Which lines below mention "shared"? Pick each one out.

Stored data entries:

__________

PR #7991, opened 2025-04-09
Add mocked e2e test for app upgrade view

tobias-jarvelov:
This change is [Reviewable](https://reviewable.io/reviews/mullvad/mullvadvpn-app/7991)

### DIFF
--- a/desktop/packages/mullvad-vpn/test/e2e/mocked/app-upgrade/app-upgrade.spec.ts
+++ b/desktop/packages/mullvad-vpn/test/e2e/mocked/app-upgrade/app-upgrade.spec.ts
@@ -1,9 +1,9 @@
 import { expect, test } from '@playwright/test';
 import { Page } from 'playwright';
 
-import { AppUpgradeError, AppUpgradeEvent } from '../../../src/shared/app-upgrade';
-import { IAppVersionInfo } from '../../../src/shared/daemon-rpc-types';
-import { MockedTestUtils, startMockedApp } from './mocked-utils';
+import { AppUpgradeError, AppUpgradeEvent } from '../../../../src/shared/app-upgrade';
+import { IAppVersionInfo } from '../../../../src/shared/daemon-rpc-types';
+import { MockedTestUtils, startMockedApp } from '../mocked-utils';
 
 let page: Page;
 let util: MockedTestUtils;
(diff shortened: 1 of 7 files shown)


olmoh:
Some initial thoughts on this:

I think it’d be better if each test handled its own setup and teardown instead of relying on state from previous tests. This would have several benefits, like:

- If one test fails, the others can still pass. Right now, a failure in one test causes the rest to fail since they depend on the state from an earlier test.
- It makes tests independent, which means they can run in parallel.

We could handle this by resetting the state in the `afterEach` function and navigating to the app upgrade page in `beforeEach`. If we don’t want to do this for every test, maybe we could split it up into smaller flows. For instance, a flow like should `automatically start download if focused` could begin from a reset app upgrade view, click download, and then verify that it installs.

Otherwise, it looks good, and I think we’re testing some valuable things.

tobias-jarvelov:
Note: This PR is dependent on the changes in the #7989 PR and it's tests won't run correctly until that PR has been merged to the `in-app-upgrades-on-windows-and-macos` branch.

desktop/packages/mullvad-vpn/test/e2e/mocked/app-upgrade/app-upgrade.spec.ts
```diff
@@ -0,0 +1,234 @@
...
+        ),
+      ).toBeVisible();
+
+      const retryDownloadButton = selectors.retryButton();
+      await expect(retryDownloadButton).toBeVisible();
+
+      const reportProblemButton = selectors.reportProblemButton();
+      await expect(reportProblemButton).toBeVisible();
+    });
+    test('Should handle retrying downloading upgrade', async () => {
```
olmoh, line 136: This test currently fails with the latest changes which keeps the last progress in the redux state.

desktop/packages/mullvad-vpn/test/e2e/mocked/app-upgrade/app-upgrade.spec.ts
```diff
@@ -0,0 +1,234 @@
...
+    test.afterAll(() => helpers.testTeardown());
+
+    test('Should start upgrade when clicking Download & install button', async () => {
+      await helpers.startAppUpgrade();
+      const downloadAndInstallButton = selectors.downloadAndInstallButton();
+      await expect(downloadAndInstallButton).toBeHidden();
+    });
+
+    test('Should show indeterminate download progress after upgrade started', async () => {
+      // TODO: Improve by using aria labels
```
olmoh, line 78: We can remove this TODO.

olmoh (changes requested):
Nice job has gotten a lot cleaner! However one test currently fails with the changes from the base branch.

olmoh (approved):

__________

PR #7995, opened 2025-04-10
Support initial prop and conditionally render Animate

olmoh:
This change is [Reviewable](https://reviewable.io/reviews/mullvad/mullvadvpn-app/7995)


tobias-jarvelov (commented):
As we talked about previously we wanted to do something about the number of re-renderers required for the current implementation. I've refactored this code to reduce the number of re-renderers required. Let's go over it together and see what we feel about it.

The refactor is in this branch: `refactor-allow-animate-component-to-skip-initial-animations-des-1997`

__________

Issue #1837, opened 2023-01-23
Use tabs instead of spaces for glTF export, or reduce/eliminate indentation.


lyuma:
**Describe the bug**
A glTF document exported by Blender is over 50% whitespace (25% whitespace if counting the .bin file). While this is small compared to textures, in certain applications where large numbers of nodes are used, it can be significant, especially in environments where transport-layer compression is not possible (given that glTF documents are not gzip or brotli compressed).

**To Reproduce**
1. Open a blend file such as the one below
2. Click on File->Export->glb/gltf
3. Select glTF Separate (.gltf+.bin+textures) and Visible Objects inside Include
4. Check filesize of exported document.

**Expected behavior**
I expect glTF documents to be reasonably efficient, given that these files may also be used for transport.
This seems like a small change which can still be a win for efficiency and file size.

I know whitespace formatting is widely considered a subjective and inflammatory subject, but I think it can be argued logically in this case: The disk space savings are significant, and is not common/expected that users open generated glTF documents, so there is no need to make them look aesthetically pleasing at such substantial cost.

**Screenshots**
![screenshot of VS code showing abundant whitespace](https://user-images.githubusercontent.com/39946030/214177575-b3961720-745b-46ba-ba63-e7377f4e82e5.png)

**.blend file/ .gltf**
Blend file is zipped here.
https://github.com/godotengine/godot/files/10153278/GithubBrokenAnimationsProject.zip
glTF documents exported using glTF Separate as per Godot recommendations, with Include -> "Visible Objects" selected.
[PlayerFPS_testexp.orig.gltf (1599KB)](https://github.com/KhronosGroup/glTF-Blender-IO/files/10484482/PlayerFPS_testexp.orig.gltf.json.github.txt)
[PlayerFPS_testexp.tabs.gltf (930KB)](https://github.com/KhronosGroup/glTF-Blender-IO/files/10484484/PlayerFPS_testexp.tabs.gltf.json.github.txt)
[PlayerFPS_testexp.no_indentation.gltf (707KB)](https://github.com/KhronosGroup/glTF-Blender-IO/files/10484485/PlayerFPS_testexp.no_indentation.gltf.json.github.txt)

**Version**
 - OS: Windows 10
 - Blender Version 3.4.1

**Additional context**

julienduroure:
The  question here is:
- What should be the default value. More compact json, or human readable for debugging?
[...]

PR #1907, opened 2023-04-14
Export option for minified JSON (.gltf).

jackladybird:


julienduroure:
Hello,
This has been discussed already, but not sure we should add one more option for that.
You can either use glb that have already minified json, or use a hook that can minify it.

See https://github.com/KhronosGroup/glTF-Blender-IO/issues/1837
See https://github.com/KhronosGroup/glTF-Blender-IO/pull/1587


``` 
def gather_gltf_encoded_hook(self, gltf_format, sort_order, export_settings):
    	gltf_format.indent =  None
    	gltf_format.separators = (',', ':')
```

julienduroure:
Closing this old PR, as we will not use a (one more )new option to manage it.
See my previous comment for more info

__________

**Response box**:
-import { AppUpgradeError, AppUpgradeEvent } from '../../../src/shared/app-upgrade';
-import { IAppVersionInfo } from '../../../src/shared/daemon-rpc-types';
+import { AppUpgradeError, AppUpgradeEvent } from '../../../../src/shared/app-upgrade';
+import { IAppVersionInfo } from '../../../../src/shared/daemon-rpc-types';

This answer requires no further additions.